** Task statement **
Reproduce the whole of the data exactly.

═══ Given data

PR #903, opened 2026-06-21
Add config string constructor, species properties to julia interface

### LINKED ISSUE #902: Updates to julia interface
In developing clima with musica, @obin1 found that we have a couple of holes in our API that we need to fill to make the julia interface more useable

**Acceptance criteria**
- Some equivalent of get_species_property is defined
- a constructor that takes a json/yaml string should be added

**Ideas**
- copy the fortran interface

K20shores:
Closes #902 

- allows species properties to be returned, which will be needed when converting from mixing ratio to molar concentration
- allows a mechanism to be built from a string config
- also allows getting both the micm and musica versions, changes the name of `get_version` to `get_musica_version`
- adds tests for all of these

══════

** Task answer **
PR #903, opened 2026-06-21
Add config string constructor, species properties to julia interface

### LINKED ISSUE #902: Updates to julia interface
In developing clima with musica, @obin1 found that we have a couple of holes in our API that we need to fill to make the julia interface more useable

**Acceptance criteria**
- Some equivalent of get_species_property is defined
- a constructor that takes a json/yaml string should be added

**Ideas**
- copy the fortran interface

K20shores:
Closes #902 

- allows species properties to be returned, which will be needed when converting from mixing ratio to molar concentration
- allows a mechanism to be built from a string config
- also allows getting both the micm and musica versions, changes the name of `get_version` to `get_musica_version`
- adds tests for all of these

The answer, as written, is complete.